──────── Provided data ────────

PR #29, opened 2021-02-12
fix: check start date where also checking end date

axle-h:


marcus-bcl (approved):
Do we need tests for these conditions? Might be useful for if we switch to using `@Filter`.

src/main/kotlin/uk/gov/justice/digital/hmpps/deliusapi/entity/OfficeLocation.kt
```diff
@@ -11,7 +11,7 @@ import javax.persistence.Table
 
 @Entity
 @Table(name = "OFFICE_LOCATION")
-@Where(clause = "END_DATE IS NULL OR END_DATE > CURRENT_DATE")
+@Where(clause = "START_DATE <= CURRENT_DATE AND (END_DATE IS NULL OR END_DATE > CURRENT_DATE)")
```
electrified, line 14: I think these checks are fine for new appointments, but historic appointments may be linked to office locations that are no longer current.

Do we not care as we don't have any get endpoints?

electrified: I think the same consideration applies to staff and team.

electrified: Or does the where not get applied once there is an associated entity linked by ID?

axle-h: Hmm my understanding of this was that start & end dates act as soft deletion.
Delius checks them at least for team. I didnt confirm with office location. Ill have a look now.

axle-h:
> Do we need tests for these conditions? Might be useful for if we switch to using `@Filter`.

yeah... we really need better seed data. Maybe I can search the existing seed for appropriate locations, teams & staff...

src/main/kotlin/uk/gov/justice/digital/hmpps/deliusapi/entity/OfficeLocation.kt
marcus-bcl: Good point, in the Delius code it doesn't do the start date check for office location (from what I can tell).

────────

■ **Goal of the exercise**
None of the records may be left out; each is to be restated exactly.

■ **Answer box**
PR #29, opened 2021-02-12
fix: check start date where also checking end date

axle-h:


marcus-bcl (approved):
Do we need tests for these conditions? Might be useful for if we switch to using `@Filter`.

src/main/kotlin/uk/gov/justice/digital/hmpps/deliusapi/entity/OfficeLocation.kt
```diff
@@ -11,7 +11,7 @@ import javax.persistence.Table
 
 @Entity
 @Table(name = "OFFICE_LOCATION")
-@Where(clause = "END_DATE IS NULL OR END_DATE > CURRENT_DATE")
+@Where(clause = "START_DATE <= CURRENT_DATE AND (END_DATE IS NULL OR END_DATE > CURRENT_DATE)")
```
electrified, line 14: I think these checks are fine for new appointments, but historic appointments may be linked to office locations that are no longer current.

Do we not care as we don't have any get endpoints?

electrified: I think the same consideration applies to staff and team.

electrified: Or does the where not get applied once there is an associated entity linked by ID?

axle-h: Hmm my understanding of this was that start & end dates act as soft deletion.
Delius checks them at least for team. I didnt confirm with office location. Ill have a look now.

axle-h:
> Do we need tests for these conditions? Might be useful for if we switch to using `@Filter`.

yeah... we really need better seed data. Maybe I can search the existing seed for appropriate locations, teams & staff...

src/main/kotlin/uk/gov/justice/digital/hmpps/deliusapi/entity/OfficeLocation.kt
marcus-bcl: Good point, in the Delius code it doesn't do the start date check for office location (from what I can tell).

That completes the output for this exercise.